• TASK ITEM:
Scan the records for the string "AbstractMessageRouter"; copy each line where it occurs.

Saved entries
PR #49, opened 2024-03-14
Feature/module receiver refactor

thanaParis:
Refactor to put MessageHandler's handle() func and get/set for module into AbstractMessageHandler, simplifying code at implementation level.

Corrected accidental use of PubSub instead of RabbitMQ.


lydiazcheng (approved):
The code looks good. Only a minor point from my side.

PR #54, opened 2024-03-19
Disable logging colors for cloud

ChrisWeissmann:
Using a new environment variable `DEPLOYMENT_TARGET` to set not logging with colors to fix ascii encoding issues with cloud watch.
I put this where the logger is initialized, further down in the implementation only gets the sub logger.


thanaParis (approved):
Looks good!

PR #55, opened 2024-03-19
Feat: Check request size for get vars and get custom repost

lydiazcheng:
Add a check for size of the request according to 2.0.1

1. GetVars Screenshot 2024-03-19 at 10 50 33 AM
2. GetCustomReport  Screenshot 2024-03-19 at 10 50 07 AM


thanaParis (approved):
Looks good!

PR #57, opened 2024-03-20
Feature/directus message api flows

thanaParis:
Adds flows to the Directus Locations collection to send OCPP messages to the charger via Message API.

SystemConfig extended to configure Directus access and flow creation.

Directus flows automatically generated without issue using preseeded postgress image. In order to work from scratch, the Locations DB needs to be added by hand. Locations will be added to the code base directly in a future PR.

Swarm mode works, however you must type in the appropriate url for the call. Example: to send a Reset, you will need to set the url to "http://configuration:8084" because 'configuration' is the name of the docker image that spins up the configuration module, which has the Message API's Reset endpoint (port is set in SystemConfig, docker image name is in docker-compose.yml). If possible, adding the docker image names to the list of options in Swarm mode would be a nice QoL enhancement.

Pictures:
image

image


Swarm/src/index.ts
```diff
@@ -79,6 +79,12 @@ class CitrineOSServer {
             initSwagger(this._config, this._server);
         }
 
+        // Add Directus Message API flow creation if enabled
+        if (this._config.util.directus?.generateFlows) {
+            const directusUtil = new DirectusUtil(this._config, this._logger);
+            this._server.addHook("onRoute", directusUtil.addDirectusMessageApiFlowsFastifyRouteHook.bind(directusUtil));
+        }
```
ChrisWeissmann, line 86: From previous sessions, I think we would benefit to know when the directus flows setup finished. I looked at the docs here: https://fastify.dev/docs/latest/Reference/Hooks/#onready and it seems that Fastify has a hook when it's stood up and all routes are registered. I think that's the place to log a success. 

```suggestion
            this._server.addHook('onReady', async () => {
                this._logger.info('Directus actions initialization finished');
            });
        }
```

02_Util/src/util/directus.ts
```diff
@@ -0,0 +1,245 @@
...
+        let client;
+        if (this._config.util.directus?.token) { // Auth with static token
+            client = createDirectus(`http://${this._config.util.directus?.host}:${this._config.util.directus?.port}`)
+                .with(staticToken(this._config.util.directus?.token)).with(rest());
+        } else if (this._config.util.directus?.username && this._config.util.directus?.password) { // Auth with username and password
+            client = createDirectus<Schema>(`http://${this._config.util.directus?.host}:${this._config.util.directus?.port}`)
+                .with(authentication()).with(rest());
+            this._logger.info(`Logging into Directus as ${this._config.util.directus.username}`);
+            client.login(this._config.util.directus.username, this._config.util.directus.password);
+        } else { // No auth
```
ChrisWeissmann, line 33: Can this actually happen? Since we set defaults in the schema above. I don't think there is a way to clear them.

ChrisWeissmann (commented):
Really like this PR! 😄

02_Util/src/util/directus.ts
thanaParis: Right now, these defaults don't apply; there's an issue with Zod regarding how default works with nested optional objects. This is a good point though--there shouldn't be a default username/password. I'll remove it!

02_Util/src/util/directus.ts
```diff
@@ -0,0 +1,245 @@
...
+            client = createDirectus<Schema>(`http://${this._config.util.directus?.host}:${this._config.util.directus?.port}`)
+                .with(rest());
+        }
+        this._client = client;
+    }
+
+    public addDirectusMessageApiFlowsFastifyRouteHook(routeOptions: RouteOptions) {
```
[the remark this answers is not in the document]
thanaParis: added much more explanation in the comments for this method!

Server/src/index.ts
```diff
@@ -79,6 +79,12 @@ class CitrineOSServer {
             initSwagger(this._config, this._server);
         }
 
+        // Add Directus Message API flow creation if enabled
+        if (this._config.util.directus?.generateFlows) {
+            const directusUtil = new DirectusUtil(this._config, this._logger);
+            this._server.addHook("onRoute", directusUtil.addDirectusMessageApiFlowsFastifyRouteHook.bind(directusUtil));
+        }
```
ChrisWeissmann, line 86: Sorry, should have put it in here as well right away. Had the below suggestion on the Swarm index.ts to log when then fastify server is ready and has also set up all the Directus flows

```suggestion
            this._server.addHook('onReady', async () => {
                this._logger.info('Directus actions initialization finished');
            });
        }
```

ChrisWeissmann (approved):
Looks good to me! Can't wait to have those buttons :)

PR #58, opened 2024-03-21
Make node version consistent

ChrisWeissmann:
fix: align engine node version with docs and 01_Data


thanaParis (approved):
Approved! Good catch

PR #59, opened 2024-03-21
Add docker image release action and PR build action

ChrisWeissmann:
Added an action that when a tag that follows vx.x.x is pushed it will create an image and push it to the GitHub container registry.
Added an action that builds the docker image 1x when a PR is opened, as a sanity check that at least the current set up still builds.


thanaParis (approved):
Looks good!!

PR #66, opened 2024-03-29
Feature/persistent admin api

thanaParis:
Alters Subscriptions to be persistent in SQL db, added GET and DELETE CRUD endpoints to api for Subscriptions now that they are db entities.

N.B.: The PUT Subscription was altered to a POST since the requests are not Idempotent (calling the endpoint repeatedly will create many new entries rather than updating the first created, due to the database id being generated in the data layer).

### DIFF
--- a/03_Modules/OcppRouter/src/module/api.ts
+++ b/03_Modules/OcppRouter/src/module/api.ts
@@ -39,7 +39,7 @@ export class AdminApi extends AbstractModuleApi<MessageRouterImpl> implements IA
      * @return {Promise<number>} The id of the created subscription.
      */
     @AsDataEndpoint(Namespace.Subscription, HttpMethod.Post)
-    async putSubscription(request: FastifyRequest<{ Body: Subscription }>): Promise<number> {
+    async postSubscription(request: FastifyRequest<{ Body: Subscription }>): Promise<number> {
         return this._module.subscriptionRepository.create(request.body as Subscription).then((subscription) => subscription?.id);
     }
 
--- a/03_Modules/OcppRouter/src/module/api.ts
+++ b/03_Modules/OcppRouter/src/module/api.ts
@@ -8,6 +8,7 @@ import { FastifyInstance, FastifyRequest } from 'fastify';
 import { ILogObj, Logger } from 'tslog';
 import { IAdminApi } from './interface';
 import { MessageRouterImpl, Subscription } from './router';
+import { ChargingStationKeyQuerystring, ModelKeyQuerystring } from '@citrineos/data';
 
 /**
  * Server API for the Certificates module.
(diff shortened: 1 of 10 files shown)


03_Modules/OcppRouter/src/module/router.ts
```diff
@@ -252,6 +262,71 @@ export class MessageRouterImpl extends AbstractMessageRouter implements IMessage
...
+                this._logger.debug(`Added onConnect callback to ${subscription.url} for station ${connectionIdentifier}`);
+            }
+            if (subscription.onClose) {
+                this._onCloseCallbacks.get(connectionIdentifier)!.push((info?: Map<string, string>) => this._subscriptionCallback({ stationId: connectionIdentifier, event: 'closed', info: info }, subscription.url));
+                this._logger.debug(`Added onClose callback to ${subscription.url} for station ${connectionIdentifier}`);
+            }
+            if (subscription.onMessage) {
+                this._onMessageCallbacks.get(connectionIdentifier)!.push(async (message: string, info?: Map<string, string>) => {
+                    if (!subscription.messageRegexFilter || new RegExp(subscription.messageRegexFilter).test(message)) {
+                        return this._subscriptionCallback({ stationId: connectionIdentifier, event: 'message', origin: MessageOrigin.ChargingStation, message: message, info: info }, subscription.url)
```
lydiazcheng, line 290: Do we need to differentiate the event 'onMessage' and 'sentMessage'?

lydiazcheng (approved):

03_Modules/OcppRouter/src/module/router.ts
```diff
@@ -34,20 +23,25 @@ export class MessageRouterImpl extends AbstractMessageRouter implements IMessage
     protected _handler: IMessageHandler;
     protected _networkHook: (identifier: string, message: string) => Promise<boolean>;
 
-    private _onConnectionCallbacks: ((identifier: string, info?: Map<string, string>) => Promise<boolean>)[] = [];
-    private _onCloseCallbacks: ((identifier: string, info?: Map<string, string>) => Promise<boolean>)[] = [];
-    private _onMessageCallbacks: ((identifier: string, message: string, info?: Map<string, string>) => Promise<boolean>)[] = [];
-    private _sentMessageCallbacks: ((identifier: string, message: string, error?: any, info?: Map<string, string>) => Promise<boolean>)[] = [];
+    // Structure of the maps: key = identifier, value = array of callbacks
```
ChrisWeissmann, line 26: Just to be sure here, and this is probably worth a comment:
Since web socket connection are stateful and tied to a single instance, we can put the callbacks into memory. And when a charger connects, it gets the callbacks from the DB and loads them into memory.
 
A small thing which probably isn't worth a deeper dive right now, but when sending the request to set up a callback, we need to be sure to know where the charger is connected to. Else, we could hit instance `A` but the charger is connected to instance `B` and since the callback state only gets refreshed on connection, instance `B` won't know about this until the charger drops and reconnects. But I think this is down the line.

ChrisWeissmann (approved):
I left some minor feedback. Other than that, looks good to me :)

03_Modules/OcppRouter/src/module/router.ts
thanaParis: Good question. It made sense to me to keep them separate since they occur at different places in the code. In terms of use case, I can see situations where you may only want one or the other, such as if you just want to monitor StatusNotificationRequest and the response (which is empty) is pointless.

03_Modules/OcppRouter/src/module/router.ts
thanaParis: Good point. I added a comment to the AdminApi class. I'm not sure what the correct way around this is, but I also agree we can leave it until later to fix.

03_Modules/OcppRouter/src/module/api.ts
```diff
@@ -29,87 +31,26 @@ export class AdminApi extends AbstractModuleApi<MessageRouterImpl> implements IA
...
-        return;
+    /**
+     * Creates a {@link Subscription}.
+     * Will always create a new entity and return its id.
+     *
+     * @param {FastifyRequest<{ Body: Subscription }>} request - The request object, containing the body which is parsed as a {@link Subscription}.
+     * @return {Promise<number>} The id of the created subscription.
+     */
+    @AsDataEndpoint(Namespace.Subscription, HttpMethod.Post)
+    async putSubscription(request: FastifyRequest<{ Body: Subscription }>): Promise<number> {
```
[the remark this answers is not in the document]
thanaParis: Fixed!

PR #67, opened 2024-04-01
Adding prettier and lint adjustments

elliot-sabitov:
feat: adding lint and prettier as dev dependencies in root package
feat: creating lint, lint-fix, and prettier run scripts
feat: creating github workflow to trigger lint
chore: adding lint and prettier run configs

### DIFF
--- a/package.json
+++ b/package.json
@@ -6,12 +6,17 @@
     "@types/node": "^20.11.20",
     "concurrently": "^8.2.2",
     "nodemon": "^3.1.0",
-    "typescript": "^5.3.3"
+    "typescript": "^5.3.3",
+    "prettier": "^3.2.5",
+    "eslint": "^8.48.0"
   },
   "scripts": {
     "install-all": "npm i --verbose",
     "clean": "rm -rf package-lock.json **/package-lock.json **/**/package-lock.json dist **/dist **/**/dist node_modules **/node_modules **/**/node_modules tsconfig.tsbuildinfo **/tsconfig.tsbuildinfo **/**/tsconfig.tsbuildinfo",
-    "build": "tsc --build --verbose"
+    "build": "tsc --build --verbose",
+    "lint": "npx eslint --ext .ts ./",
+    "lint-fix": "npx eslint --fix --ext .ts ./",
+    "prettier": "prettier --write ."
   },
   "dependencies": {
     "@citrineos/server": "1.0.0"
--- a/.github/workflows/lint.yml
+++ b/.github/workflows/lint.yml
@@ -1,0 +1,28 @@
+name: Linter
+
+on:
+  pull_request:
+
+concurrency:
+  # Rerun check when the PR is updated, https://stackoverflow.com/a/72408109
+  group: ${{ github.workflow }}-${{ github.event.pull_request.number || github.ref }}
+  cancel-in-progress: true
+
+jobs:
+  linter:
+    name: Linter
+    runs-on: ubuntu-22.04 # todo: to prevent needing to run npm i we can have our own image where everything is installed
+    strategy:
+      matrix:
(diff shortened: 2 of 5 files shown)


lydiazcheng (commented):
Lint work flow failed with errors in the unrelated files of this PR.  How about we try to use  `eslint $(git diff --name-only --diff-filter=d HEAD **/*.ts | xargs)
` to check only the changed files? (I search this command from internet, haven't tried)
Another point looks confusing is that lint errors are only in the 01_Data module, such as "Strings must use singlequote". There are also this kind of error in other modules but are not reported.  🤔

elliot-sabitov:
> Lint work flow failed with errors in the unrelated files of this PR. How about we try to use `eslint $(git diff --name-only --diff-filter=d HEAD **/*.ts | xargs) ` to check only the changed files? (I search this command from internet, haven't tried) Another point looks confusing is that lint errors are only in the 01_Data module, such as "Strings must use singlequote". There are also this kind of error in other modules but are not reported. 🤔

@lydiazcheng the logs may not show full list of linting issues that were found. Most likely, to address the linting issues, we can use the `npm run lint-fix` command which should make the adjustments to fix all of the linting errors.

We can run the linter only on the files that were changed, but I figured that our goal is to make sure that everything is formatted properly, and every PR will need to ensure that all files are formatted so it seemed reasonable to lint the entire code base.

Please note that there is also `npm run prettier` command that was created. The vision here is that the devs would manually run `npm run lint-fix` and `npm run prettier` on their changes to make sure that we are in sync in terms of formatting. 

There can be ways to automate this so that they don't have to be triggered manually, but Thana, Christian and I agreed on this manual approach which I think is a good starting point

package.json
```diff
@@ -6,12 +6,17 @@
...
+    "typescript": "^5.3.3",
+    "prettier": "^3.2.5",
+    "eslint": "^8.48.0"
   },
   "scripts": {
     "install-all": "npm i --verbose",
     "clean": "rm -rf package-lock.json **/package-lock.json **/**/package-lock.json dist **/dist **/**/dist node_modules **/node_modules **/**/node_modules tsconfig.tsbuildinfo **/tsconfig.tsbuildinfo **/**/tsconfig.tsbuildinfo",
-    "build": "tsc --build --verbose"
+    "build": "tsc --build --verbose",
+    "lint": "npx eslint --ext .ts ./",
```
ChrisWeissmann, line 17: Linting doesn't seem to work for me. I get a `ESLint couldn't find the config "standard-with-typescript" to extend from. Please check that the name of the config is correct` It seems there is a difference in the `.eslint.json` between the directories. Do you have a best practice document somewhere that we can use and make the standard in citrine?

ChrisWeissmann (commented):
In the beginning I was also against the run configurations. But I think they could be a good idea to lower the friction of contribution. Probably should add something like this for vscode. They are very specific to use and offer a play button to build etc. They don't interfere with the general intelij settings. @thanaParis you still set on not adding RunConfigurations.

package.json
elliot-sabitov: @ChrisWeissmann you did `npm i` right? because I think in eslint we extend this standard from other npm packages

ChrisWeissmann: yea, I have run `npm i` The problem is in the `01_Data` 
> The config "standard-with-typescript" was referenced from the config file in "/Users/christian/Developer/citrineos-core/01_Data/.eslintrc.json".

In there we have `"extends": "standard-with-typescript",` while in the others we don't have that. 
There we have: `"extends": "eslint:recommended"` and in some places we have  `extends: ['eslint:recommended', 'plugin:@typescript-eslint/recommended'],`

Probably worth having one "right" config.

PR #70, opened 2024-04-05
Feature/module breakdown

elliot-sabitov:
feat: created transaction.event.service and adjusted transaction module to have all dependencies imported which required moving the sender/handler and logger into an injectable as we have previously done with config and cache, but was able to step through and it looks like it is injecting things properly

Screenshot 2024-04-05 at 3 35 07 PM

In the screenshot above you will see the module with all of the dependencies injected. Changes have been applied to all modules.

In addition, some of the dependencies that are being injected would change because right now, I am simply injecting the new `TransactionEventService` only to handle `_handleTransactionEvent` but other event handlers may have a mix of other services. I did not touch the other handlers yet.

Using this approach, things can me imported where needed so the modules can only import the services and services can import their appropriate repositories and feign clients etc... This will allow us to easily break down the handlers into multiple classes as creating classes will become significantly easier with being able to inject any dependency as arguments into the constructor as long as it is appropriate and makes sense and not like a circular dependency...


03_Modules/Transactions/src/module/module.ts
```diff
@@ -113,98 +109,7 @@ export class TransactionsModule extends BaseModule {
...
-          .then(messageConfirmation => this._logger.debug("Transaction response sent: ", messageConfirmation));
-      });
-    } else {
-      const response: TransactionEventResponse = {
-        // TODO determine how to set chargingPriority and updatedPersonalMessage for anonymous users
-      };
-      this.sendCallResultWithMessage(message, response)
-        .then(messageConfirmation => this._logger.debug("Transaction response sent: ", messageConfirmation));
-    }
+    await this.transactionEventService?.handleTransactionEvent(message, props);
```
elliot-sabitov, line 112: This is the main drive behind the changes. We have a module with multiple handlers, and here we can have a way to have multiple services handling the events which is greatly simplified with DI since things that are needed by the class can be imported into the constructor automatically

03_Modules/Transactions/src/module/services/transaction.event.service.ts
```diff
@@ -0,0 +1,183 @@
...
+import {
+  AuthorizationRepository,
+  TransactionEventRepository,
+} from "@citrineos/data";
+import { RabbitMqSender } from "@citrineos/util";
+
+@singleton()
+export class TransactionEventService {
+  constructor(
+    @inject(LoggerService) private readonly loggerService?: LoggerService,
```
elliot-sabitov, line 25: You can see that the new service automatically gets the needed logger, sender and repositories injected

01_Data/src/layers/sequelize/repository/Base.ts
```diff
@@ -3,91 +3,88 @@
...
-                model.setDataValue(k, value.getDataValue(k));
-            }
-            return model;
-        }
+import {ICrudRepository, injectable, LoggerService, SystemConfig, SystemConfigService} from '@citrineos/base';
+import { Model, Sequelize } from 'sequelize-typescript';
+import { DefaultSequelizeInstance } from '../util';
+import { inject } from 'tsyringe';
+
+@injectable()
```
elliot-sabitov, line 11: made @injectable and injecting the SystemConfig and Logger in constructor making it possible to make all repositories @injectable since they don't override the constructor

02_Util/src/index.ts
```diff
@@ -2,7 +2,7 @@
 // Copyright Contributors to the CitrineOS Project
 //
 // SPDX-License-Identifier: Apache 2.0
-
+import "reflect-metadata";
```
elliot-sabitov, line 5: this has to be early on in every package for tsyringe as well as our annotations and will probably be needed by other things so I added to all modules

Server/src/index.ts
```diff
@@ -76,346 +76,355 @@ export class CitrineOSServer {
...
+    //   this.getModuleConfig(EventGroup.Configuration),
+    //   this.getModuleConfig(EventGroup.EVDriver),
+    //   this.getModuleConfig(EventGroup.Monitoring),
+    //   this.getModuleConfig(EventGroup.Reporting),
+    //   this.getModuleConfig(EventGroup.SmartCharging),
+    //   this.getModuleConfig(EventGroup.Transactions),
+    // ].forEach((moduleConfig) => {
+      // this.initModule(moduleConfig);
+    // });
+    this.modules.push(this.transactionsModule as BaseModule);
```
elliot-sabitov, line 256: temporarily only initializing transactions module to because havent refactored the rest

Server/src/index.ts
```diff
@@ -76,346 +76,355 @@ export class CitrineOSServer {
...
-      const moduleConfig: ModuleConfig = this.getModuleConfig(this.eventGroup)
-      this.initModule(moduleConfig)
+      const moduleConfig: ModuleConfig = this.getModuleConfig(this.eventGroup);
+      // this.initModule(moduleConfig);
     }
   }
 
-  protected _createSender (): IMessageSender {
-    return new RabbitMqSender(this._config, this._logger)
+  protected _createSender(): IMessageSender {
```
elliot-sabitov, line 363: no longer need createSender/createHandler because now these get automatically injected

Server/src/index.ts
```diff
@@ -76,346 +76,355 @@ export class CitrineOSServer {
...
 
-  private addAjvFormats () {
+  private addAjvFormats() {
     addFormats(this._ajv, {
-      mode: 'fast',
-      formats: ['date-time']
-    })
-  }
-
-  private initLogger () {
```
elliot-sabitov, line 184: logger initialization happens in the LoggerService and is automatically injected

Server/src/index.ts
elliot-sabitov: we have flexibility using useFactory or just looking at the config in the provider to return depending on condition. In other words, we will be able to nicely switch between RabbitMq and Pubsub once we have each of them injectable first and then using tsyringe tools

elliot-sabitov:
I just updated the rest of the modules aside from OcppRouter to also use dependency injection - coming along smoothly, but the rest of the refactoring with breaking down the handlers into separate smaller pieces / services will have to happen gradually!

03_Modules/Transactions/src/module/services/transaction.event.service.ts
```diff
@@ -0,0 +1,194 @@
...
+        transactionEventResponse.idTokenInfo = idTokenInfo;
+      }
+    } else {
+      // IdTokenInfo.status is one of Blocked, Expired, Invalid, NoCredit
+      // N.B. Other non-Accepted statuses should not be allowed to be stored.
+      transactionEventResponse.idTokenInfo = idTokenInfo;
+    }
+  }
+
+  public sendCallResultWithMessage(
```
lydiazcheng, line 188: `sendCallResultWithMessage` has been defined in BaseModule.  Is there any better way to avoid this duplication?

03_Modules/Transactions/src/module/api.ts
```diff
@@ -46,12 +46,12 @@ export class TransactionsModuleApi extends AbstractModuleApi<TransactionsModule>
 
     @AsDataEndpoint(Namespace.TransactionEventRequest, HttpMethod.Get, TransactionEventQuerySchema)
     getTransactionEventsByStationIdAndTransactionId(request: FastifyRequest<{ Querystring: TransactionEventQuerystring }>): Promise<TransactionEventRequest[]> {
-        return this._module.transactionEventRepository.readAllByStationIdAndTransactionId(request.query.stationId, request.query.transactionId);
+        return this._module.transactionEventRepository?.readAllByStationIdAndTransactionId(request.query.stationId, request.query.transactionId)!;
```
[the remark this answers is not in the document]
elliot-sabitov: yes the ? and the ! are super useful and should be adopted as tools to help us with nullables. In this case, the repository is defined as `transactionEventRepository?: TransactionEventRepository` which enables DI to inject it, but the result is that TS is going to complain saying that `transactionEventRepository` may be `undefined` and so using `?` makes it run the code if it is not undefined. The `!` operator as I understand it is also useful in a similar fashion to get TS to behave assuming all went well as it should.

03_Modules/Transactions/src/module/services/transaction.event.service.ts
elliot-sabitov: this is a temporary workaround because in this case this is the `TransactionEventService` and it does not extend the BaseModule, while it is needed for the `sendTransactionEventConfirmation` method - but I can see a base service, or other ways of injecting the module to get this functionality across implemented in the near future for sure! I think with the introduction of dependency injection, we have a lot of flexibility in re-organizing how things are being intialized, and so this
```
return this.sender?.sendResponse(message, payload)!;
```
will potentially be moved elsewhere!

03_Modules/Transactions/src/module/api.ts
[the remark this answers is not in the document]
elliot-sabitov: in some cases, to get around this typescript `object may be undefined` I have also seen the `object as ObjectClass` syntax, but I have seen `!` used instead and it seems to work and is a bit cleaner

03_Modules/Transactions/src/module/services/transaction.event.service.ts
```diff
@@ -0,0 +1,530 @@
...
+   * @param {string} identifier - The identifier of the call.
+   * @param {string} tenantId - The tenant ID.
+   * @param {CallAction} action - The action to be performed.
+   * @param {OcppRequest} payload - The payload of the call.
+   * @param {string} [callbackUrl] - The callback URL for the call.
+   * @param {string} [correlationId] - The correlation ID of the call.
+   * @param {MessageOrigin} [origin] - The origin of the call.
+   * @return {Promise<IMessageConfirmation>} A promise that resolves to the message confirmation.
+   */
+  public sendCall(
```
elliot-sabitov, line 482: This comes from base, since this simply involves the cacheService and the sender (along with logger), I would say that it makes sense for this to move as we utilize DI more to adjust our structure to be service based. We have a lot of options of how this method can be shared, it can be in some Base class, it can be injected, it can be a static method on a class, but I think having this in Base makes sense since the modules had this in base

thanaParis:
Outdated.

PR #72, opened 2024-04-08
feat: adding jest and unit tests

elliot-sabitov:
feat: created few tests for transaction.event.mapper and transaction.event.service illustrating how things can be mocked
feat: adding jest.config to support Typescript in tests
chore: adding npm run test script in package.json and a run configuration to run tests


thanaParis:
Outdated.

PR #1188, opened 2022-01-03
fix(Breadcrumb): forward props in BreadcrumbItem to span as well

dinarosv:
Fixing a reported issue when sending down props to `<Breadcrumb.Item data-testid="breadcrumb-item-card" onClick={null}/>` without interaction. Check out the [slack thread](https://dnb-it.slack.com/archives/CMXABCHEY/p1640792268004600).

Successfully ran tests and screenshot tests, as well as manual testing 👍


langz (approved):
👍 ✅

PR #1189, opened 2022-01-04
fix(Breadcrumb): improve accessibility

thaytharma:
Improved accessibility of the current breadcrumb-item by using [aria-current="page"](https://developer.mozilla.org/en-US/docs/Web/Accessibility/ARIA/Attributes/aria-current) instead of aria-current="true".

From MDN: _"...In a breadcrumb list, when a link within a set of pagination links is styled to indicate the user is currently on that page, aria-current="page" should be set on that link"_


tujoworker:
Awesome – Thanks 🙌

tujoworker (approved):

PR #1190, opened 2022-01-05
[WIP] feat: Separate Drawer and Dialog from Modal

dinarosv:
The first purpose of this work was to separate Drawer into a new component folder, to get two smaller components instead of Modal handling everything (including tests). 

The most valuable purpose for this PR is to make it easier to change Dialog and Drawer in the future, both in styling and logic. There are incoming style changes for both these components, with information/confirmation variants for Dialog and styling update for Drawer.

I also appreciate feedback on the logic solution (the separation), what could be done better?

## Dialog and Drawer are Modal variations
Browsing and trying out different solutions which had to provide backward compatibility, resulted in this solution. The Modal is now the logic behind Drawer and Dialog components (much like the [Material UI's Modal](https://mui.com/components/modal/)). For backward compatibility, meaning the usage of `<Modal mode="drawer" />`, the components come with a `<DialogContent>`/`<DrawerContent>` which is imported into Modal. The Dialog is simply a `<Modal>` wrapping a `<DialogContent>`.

• SOLUTION TO THIS EXERCISE:
@@ -252,6 +262,71 @@ export class MessageRouterImpl extends AbstractMessageRouter implements IMessage
@@ -34,20 +23,25 @@ export class MessageRouterImpl extends AbstractMessageRouter implements IMessage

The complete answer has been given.